Stored data entries:
------------

PR #632, opened 2025-11-15
fix tab roles

leroycep:
This doesn't fix all instances where a `tabpanel` role needs to be added to the content, and I'm only going off of the ARIA documentation. I have no idea what effects it has for people actually using accessibility APIs.


david-vanderson:
Good catch.  Thank you!

PR #633, opened 2025-11-16
add opt-in for builtin fonts except the default/fallback

### LINKED ISSUE #630: Binary size skyrocketed from 175KB to 8.2MB with DVUI (ReleaseFast)
After somewhat finishing the rendering and input parts of a 3DS DVUI backend I saw that the binary size of the executable is now *x47 higher* than before. I expected it to be higher (obviously) but 47x is **too much**, something much more reasonable would be 1.8-2.0MB.

RedPhoenixQ:
Closes #630

This is mostly for the binary size savings and flexibility of the library. The default font is still relatively large (~65KB) and could be replaced by an optimized font that only includes ascii and a fallback character. I've quickly tested this and we can easily get to 10-20KB.

For now you must manually opt-in to the fonts of the builtin-in themes, but it might be valuable to have a compile flag to opt back in to automatically including the fonts for the default theme (or any/all builtin themes).

With this flexibility I've also re-added all the fonts available in the repo currently.

The Examples demo adds all its needed fonts when calling the `demo()` function. In the future we might once again want some flag for this. I'm imagining the web-demo perhaps wanting to not include any fonts and instead load them all in at runtime to improve the initial load and total wasm file size.

### DIFF
--- a/examples/web-test.zig
+++ b/examples/web-test.zig
@@ -46,7 +46,9 @@ export fn dvui_init(platform_ptr: [*]const u8, platform_len: usize) i32 {
         return 2;
     };
 
-    try WebBackend.win.fonts.addBuiltinFontsForTheme(gpa, dvui.Theme.builtin.adwaita_light);
+    WebBackend.win.fonts.addBuiltinFontsForTheme(gpa, dvui.Theme.builtin.adwaita_light) catch {
+        return 3;
+    };
 
     WebBackend.win_ok = true;
 


david-vanderson:
This looks good - do you know why the web test is failing?  I'll do some manual testing but might be a day or two.

david-vanderson:
I've done some testing, the only thing is we lost the automatic bundling of the Noto font in the non-web examples.  Not sure whether that's bad or not.  Will think about it.

In any case, this is good to merge when you are ready.  Thank you!

david-vanderson:
I just noticed that `zig build test` is now showing a lot of these:

```
[dvui] (warn): Font VeraId 0xe4eabf0819042c19 not in dvui database, using default
[dvui] (warn): Font VeraBdId 0x7dca5e830db608bf not in dvui database, using default
[dvui] (warn): Font VeraId 0xe4eabf0819042c19 not in dvui database, using default
[dvui] (warn): Font VeraBdId 0x7dca5e830db608bf not in dvui database, using default
```

Do we need to do something extra to add the fonts to the tests?

RedPhoenixQ:
Ah, yes. Just need to add the fonts in the testing init function. Will push a commit in a moment

david-vanderson:
Thank you!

------------

Restate, please, word for word the span of records running from the first line to the line bearing "Closes #630", both included, and nothing outside it.

* **ANSWER SPACE**
PR #632, opened 2025-11-15
fix tab roles

leroycep:
This doesn't fix all instances where a `tabpanel` role needs to be added to the content, and I'm only going off of the ARIA documentation. I have no idea what effects it has for people actually using accessibility APIs.


david-vanderson:
Good catch.  Thank you!

PR #633, opened 2025-11-16
add opt-in for builtin fonts except the default/fallback

### LINKED ISSUE #630: Binary size skyrocketed from 175KB to 8.2MB with DVUI (ReleaseFast)
After somewhat finishing the rendering and input parts of a 3DS DVUI backend I saw that the binary size of the executable is now *x47 higher* than before. I expected it to be higher (obviously) but 47x is **too much**, something much more reasonable would be 1.8-2.0MB.

RedPhoenixQ:
Closes #630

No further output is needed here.